Using milling balls as catalysts – Understanding the novel concept of direct mechanocatalysis

Ziel

I propose a novel concept of catalysis neither utilizing light, thermal heating nor an electric potential as in conventional catalysis, but simply mechanical energy. In this mechanochemical approach, mechanical energy is provided by the collision of milling balls inside a ball mill. The catalyst is neither dissolved (as in homogenous catalysis), nor a powder or bed of shaped bodies (as in heterogeneous catalysis), but the milling ball itself. I want to study how even in the absence of any solvent, solid reactants can be brought into reactions mechanocatalytically - only using milling balls that refresh their catalytically active surface constantly during their continuous collisions. I want to showcase this concept for a type of reactions that is commonly in the hand of homogeneous catalysis – C-C-cross coupling reactions catalysed by Pd, Cu or Ni. Understanding this novel concept involves 1) identifying reactions and reactants that can be applied to direct mechanocatalysis, 2) elaborating how mechanochemical reaction parameters such as milling speed, ball size and ball roughness replace common reaction parameters such as concentration or type of solvent and 3) elucidating the underlying mechanisms by employing in situ characterization techniques that allow for the monitoring of the reaction directly inside the moving milling vessels.

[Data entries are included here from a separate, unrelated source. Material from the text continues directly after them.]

PR #952, opened 2024-07-23
Make `ChangeOptions.time` default to current timestamp 

marionauta:
Also, document that this value should be in milliseconds.

### DIFF
--- a/javascript/src/stable.ts
+++ b/javascript/src/stable.ts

I believe direct mechanocatalysis to be ground-breaking as it involves reactants that can hardly be brought into reaction via conventional approaches because of low solubility or limited stability in solution. The proposed solid-state approach will be fundamentally different from the conventional solution-based procedures, and I foresee new reactions to be possible. This approach is highly sustainable as it makes the use of any solvent obsolete and may develop to a new type of catalysis due to the exceptionally facile catalyst separation after synthesis; simply taking the milling ball out of the vessel.